Last year while blasting through northwest Montana on the Yamaha, the landscape and tempo of living whispered that I needed to find time to come back and sit still in the middle of it all. Riding a motorcycle is a full‐time occupation, beginning with the need to account for the fact that everyone on the road is trying to kill a guy but including time to let the surroundings register even as they fly past. The desire to return lingered; much as a 1970s Billy Joel anthem might have done, I have spoken often since then of finding a place in the Bitterroot trees with a book and a good steak nearby, where never would be heard a discouraging word.
The occasion this month of time away from work provided the perfect opportunity to realize my objective, and I brought my google‐fu to bear on the question of whether the place I had been imagining for months exists.
It does.
Backed up onto the Coeur d’Alene Mountains, at the end of a gravel road, and fronted by a small lake¹ on its 400 acre grounds is the Amber Bear Inn.
We spent altogether satisfying time as the guests of Michael and Nancy Masten, the proprietors of the Inn. They are a couple of recovering software‐makers who have found a jewel‐like patch of ground and created a handsome establishment in its midst.
The Inn encloses a bright, airy space and is favorite‐blue‐jeans comfortable and cared for. We were made to feel welcome and at ease from the moment we arrived, with the overt intent that we should get every molecule out and let it relax and enjoy itself. There was a rhythm to the Inn I wanted to grok, a satisfying slap at the hi‐hat with some floor tom underneath it, the way an unfamiliar song sets a toe into motion because it clearly is going places, waiting for the bass line to resolve itself so the hips know which way to swing. We were Off the Beaten Path and it made me think of music. I was in.

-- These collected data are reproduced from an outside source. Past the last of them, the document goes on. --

PR #2628, opened 2024-06-26
[Feature]Highlight usable pokemon in green during a challenge

marcodola:
## What are the changes?

During a challenge it's quite difficult to understand if the pokemon you're facing will be usable with the current constraints
## Why am I doing these changes?

Often the user it's not able to understand if a wild pokemon it's going to be playable in the challenge, they have to check on the Internet if it's the proper gen or it will evolve in an usable type
## What did change?

I added a method that use the same logic of the starter pokemons screen, checking the species of the pokemon an the ones of its evolutions/forms 
### Screenshots/Videos

This is an example in how the change looks like
pokerouge_color

## How to test the changes?

I tested it by playing the game both with and without challenge facing some pokemon.
## Checklist
- [X] There is no overlap with another PR?
- [X] The PR is self-contained and cannot be split into smaller PRs?
- [X] Have I provided a clear explanation of the changes?
- [X] Have I tested the changes (manually)?
    - [X] Are all unit tests still passing? (`npm run test`)
- [X] Are the changes visual?
  - [X] Have I provided screenshots/videos of the changes?

PR #2642, opened 2024-06-27
[Enhancement] Pokemon generation number tooltip

EmberCM:
## What are the changes?
Adds a tooltip to show the generation of the Pokemon

I don't wanna have to check a pokedex for every Pokemon during a challenge run

## What did change?
Added a tooltip when you hover over the enemy Pokemon's name to show their generation number

### Screenshots/Videos
tooltip
mobile
setting

## Checklist
- [x] Are the changes visual?

tests


OrangeRed:
Instead of numbers can you use roman numerals like in the starter select menu

EmberCM:
> Instead of numbers can you use roman numerals like in the starter select menu

This will be aligned with `locales\starter-select-ui-handler.ts`
rn

torranx:
If this is entirely a tooltip _on hover_, I dont see the need to create a dedicated option for this. The "option" is essentially when the user decides to hover the name.

ReneGV:
Given that the change is meant to help challenge runs I am not sure if there is overlap with
- https://github.com/pagefaultgames/pokerogue/pull/2628

src/battle-scene.ts
```diff
@@ -173,6 +173,14 @@ export default class BattleScene extends SceneBase {
...
   public typeHints: boolean = false;
 
+  /**
+   * Determines when to show the generation tooltip
+   * - 0 = Never
+   * - 1 = During Challenges
+   * - 2 = Always
+   */
+  public generationTooltip: number = 0;
+
```
OrangeRed, line 183: you want to fixed values like this use the literal type `0 | 1 | 2` instead of number or just use the enum as the typedef

OrangeRed (changes requested):

src/battle-scene.ts
EmberCM: Instance variable no longer exists

EmberCM:
> If this is entirely a tooltip _on hover_, I dont see the need to create a dedicated option for this. The "option" is essentially when the user decides to hover the name.

I added the option in case people only wanted to only have it show up during challenges, but you make a good point.

torranx:
> > If this is entirely a tooltip _on hover_, I dont see the need to create a dedicated option for this. The "option" is essentially when the user decides to hover the name.
> 
> 
> 
> I added the option in case people only wanted to only have it show up during challenges, but you make a good point.

My point stands that if the user doesnt want it to show up, then avoid hovering it, also its not as if the game is played using mouse so there is always the intention if the user decides to hover it. This is only my opinion tho. Its up for the devs to decide

marcodola:
I worked on [ [Feature]Highlight usable pokemon in green during a challenge #2628 ](https://github.com/pagefaultgames/pokerogue/pull/2628) but I didn't consider the option of the tooltip and it seems great. 
I was wondering if it's possible to merge the two ideas by showing a message like "This pokemon is suitable for the current challenge" or something similar

src/locales/fr/battle-info.ts
```diff
@@ -0,0 +1,5 @@
+import { SimpleTranslationEntries } from "#app/interfaces/locales";
+
+export const battleInfo: SimpleTranslationEntries = {
+  "generation": "Generation {{generation}}",
```
Adri1, line 4:
```suggestion
  "generation": "Génération {{generation}}",
```

src/locales/de/battle-info.ts
```diff
@@ -0,0 +1,5 @@
+import { SimpleTranslationEntries } from "#app/interfaces/locales";
+
+export const battleInfo: SimpleTranslationEntries = {
+  "generation": "Generation {{generation}}",
```
CodeTappert, line 4:
```suggestion
  "generation": "{{generation}}. Generation",
```

Adri1 (commented):
Added French

src/locales/pt_BR/battle-info.ts
```diff
@@ -0,0 +1,5 @@
+import { SimpleTranslationEntries } from "#app/interfaces/locales";
+
+export const battleInfo: SimpleTranslationEntries = {
+  "generation": "Generation {{generation}}",
```
josericardo-fo, line 4:
```suggestion
  "generation": "Geração {{generation}}",
```

src/locales/zh_TW/battle-info.ts
```diff
@@ -0,0 +1,5 @@
+import { SimpleTranslationEntries } from "#app/interfaces/locales";
+
+export const battleInfo: SimpleTranslationEntries = {
+  "generation": "Generation {{generation}}",
```
RimKnight, line 4:
```suggestion
  "generation": "第{{generation}}世代",
```

src/locales/zh_CN/battle-info.ts
```diff
@@ -0,0 +1,5 @@
+import { SimpleTranslationEntries } from "#app/interfaces/locales";
+
+export const battleInfo: SimpleTranslationEntries = {
+  "generation": "Generation {{generation}}",
```
RimKnight, line 4:
```suggestion
  "generation": "第{{generation}}世代",
```

src/locales/ko/battle-info.ts
```diff
@@ -0,0 +1,5 @@
+import { SimpleTranslationEntries } from "#app/interfaces/locales";
+
+export const battleInfo: SimpleTranslationEntries = {
+  "generation": "Generation {{generation}}",
```
EnochG1, line 4:
```suggestion
  "generation": "{{generation}}세대",
```

EnochG1 (commented):
Korean translation

NicusPulcis:
@EmberCM i've added the italian translation

CodeTappert (approved):

PR #2654, opened 2024-06-27
[Enhancement] Add battle music for Koraidon & Miraidon

Madmadness65:
## What are the changes?

Adds one new track, the Depths of Area Zero Battle theme, for use as Koraidon and Miraidon's battle theme (as that is their battle theme in canon).

After a discussion with @damocleas , we decided that it would be fitting to give them this battle theme, instead of them just using the default Gen 5 legendary music.

## What did change?

Koraidon and Miraidon now have battle music. There is also one new entry in each BGM locale file.

### Screenshots/Videos

https://github.com/pagefaultgames/pokerogue/assets/59298170/c6dcfc3b-5b35-4e2e-b014-8294ca87970d

## How to test the changes?

Set the opponent override to either Koraidon or Miraidon. Make sure the music preference is set to Mixed.

## Checklist
- [x] Are the changes visual?


src/locales/de/bgm-name.ts
```diff
@@ -62,6 +62,7 @@ export const bgmName: SimpleTranslationEntries = {
   "battle_legendary_calyrex": "SWSH Vs. Coronospa",
   "battle_legendary_birds_galar": "SWSH Vs. Legendäre Galar-Vögel",
   "battle_legendary_ruinous": "KAPU Vs. Schätze des Unheils",
+  "battle_legendary_kor_mir": "SV Depths of Area Zero Battle",
```
CodeTappert, line 65:
```suggestion
  "battle_legendary_kor_mir": "KAPU Die Tiefen von Zone Null",
```

Tempo-anon (approved):

PR #2660, opened 2024-06-27
[Bug] More non-contacting physical moves

chaosgrimmon:
## What are the changes?
Fixes Raging Fury, Barb Barrage, and Triple Arrows, three moves that were making contact when they shouldn't have been making contact.

The moves making contact constituted unexpected behaviour, as events that trigger upon contact would, including Abilities, when they shouldn't have.

## What did change?
The `makesContact` attribute was used to tell the game that those moves do not make contact, despite being Physical Moves.

## How to test the changes?
Overrides can help, by giving Pokemon these Moves, and the target Pokemon an Ability like Iron Barbs.

## Checklist
- [X] Are the changes visual?


chaosgrimmon:
Finally stopped putting off clicking through every Physical move on Bulbapedia from the last couple generations. Surprisingly, Triple Arrows *was* on the list on non-contacting physical moves, but wasn't fully implemented here.

If someone has a bulba account, the list that they seem to be missing (as compared to the infobox on each Move's individual page) are:
- Hyperspace Fury
- Glacial Lance
- Sappy Seed
- Raging Fury
- Mountain Gale
- Barb Barrage

Tempo-anon (approved):

PR #2663, opened 2024-06-27
[BUG] Fixes status immunity flyout and message not appearing

schmidtc1:
## What are the changes?

Fixes status immunity flyout and message not appearing.

Simple bug fix.

## What did change?

Status immunity ability should flyout and a message should display when triggered.

### Screenshots/Videos

Before

https://github.com/pagefaultgames/pokerogue/assets/62030095/f2357465-21cd-4790-b4bc-06263a9a8d77

After

https://github.com/pagefaultgames/pokerogue/assets/62030095/fc74f9dc-cf05-40b0-8b98-049fae5d9811

## How to test the changes?

Use src/overrides to give opponent an Effect Immunity ability, give your pokemon status effect moves, see message appear. 

## Checklist
- [x] Are the changes visual?


schmidtc1:
When i change !simulated to simulated it also seems like enemy AI calculation runs through each move, so the simulated message appears for each move in game. 

I think the quiet flag is sent as true everywhere that it is being used, rather than using quiet = true for enemy simulation, and quiet = false for actual move usage. Will have to look further into it to determine for sure

schmidtc1:
From what I understand, AI calculations are made from getTargetBenefitScore, so they send quiet as true every time. When the player calls canSetStatus, it was sending a different boolean (asPhase) as the quiet variable. My latest commit inputs a quiet parameter into the player's call to canSetStatus. This PR should now fix the status effect immunity message for both player and enemy.

src/field/pokemon.ts
```diff
@@ -2531,7 +2531,7 @@ export default abstract class Pokemon extends Phaser.GameObjects.Container {
     }
 
     const cancelled = new Utils.BooleanHolder(false);
-    applyPreSetStatusAbAttrs(StatusEffectImmunityAbAttr, this, effect, cancelled, quiet);
+    applyPreSetStatusAbAttrs(StatusEffectImmunityAbAttr, this, effect, cancelled, effect, quiet);
```
torranx, line 2534: why are there 2 instances of effect here?

src/field/pokemon.ts
```diff
@@ -2540,8 +2540,8 @@ export default abstract class Pokemon extends Phaser.GameObjects.Container {
     return true;
   }
 
-  trySetStatus(effect: StatusEffect, asPhase: boolean = false, sourcePokemon: Pokemon = null, cureTurn: integer = 0, sourceText: string = null): boolean {
-    if (!this.canSetStatus(effect, asPhase, false, sourcePokemon)) {
+  trySetStatus(effect: StatusEffect, asPhase: boolean = false, sourcePokemon: Pokemon = null, cureTurn: integer = 0, sourceText: string = null, quiet: boolean = false): boolean {
+    if (!this.canSetStatus(effect, quiet, false, sourcePokemon)) {
```
torranx, line 2544: what's the reason for this change?

src/data/ability.ts
```diff
@@ -2367,14 +2368,15 @@ export class StatusEffectImmunityAbAttr extends PreSetStatusAbAttr {
   applyPreSetStatus(pokemon: Pokemon, passive: boolean, effect: StatusEffect, cancelled: Utils.BooleanHolder, args: any[]): boolean {
     if (!this.immuneEffects.length || this.immuneEffects.indexOf(effect) > -1) {
       cancelled.value = true;
+      this.immuneAgainst = effect;
       return true;
     }
```
torranx, line 2373: did you check if the ai moves that are supposedly simulated not being executed?

src/field/pokemon.ts
schmidtc1: The second effect is passed into args[0] so that I could keep args[1] as the quiet boolean. I asked in the discord and it was recommended not to change the simulated calculation, so this was my solution. It's also intended that args[0] be used for printing the message, but I couldn't get this to work. I'm pretty sure it's an issue with args being passed into the args parameter, so it's wrapping it in a second array and you need to call args[0][0] to get the effect variable.

src/field/pokemon.ts
schmidtc1: asPhase is passed into the quiet parameter for some reason, despite being a boolean used for separate functionality. Having asPhase here also causes the simulated variable to always be true, when it needs to be true only when it's being used for AI calculation, and false for actual move usage.

src/data/ability.ts
schmidtc1: I did. That is the reason for the other changes made (passing a second effect, so that quiet is properly passed to args[1], creating a quiet variable instead of passing the asPhase boolean into canSetStatus).

schmidtc1: The simulated variable was not being calculated properly, and so it seemed the quiet variable passed into the trigger message function was previously always set to true to avoid the issue of the AI calculations appearing. With my changes, it now properly calculates the simulated variable by sending the proper variables where it should (quiet in args[1], quiet in place of asPhase).

src/field/pokemon.ts
torranx: but you cant just pass unnecessary things just to get the next argument right. if anything, the constant `simulated` is checking if there is `args[1]`, and youre passing an argument `quiet` to it, i dont think thats right.

src/field/pokemon.ts
torranx: > asPhase is passed into the quiet parameter for some reason, despite being a boolean used for separate functionality. 

how can you say it is used for separate functionality? having 2 different argument names from 2 separate functions does not mean its 2 different functionality.

> Having asPhase here also causes the simulated variable to always be true, when it needs to be true only when it's being used for AI calculation, and false for actual move usage.

its not always true, references in phases.ts:
Screenshot 2024-06-29 at 9 09 27 PM

src/data/ability.ts
torranx: > I did. That is the reason for the other changes made (passing a second effect, so that quiet is properly passed to args[1], creating a quiet variable instead of passing the asPhase boolean into canSetStatus).

i think youre mixing `simulated` flag and the `quiet` argument

> The simulated variable was not being calculated properly, and so it seemed the quiet variable passed into the trigger message function was previously always set to true to avoid the issue of the AI calculations appearing. With my changes, it now properly calculates the simulated variable by sending the proper variables where it should (quiet in args[1], quiet in place of asPhase).

please refer to my comment above stating `asPhase` is not always set to true. im not saying this does not work btw, im just saying this might not be the correct approach and there might be untested/unforeseen scenarios from these changes

src/field/pokemon.ts
schmidtc1: I agree in hindsight passing the second effect is probably not the right way to get quiet into args[1], I was trying to stick to the recommendation I got from discord to keep the simulated variable calculation the same. But I do think the quiet variable is supposed to be passed for the simulated calculation. If I'm remembering correctly, I was told in the discord that the quiet variable is also used to silence the AI calculations, which is why it would be passed into simulated. Let me know if I'm wrong.

src/field/pokemon.ts
schmidtc1: I see, I only observed with status effect immunity, where I am pretty sure it is always true, and shouldn't be. What is calling it with false in your image?

src/field/pokemon.ts
torranx: i think `args[1]` is either not supplied at all, hence simulated flag being always false, or its supposed to be the `args[0]` or `quiet` argument from `canSetStatus()` that is passed on to `applyPreSetStatusAbAttrs`. i cant really confirm this without extensive testing.

schmidtc1: That's correct, prior to my changes it was not supplying args[1] at all. Changing the simulated calculation to be args[0] could've been a solution, I just received some backlash for it in the discord when I considered changing it to args[0].

torranx: > That's correct, prior to my changes it was not supplying args[1] at all. Changing the simulated calculation to be args[0] could've been a solution, I just received some backlash for it in the discord when I considered changing it to args[0].

what i meant here is that it is intended that its not supplied at all OR it's supposed to be args[0] that is passed to the quiet parameter. and i agree that changing the `args[1]` in variable constant to `args[0]` is a bad idea as that would not make sense, if you wanna use the `args[0]`, you should pass it directly as an argument instead.

schmidtc1: I don't think that it's intended to be not supplied at all. To me, it seems like the simulated calculation was simply poorly copied from other code (see applyPreDefendAbAttr). The original code for the trigger message function included "args[0] as Status Effect" and was used to print 'Pokemon's ability prevented paralysis,' for example. One of the problems I discovered was that the quiet variable was being passed as args[0], so it would print 'Pokemon's ability prevented undefined' because it could not take in a boolean as a status effect. Therefore, I think args[0] was originally intended to be effect, while args[1] was intended to be the quiet variable.

torranx:
Closing this as its stale.
You can create a new PR or ping me/other devs so I can reopen this if you decide to continue it.

PR #2669, opened 2024-06-27
[Bug] Fix Xerneas not changing from Neutral form

Madmadness65:
## What are the changes?

Small fix so that Xerneas can properly switch between it's Neutral form and it's Active form.

It is currently just permanently stuck in Neutral form, even when in battle.

## What did change?

A new entry for Xerneas in the `pokemon-forms.ts` file so it can change forms now.

### Screenshots/Videos

image

## How to test the changes?

Start a game with Xerneas and something else. Switch between the two in battle and Xerneas will change forms.

## Checklist
- [x] Are the changes visual?


Tempo-anon (approved):
Merely a cosmetic change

Geese, peafowl, horses, a llama, and goats are given care
in an adjacent barn — the peacocks have an astonishing call,
and the goose living under the porch makes a racket every so often just to interrupt the quiet. I spotted a housecat peering
out of the garage, but it was the dogs that were the best companions in the yard. Their behavior made manifest the
idea that had drawn me back to Montana: a roll in the clover, followed by a nap, then a dip in the creek,
after which it was time for a nap, and, if the day was not growing short, an inspection of the treeline to be concluded
with a nap.
In the afternoon of an otherwise cloudless, warm day, I watched the birth and death of an exquisitely shaped small cumulous cloud over Pillick Ridge as I scratched one of the dogs’ ears. It was beautifully obvious how the air was rising in a column over the ridge until it cooled so the moisture it held condensed, as was the subsidence of the surrounding air as the moisture at the edges of the cloud evaporated. It was gone within 30 minutes of its initial moment. There was a fresh breeze, and it registered with me that the occasion was as serene as any spent reaching across Puget Sound on a sunny summer’s day. I could almost feel the tiller vibrating in my hand. This, I thought, is what I wanted to find here.
I am confident that if James Hilton were able to stand in the meadow and look about himself, he would agree the location exactly captures the idea of his imaginary mountain home.
It is near impossible to declare a favorite aspect of the place: our abundant room eavesdropping on the babbling Brewer’s Creek; the trees playing in the warm wind blowing from the west; the waterfall in a fern‐strewn cathedral of limbs; the delicious meals prepared in Nancy’s kitchen; the bald eagle sailing overhead; the deer and elk wandering the fields; the fact that Michael has his very own road grader; or snow‐capped Scotchman Peak that looms over it all? On balance, frankly, I will say our favorite part of our stay was Michael and Nancy; I think we were both pretty fond of them by the time we had to say farewell.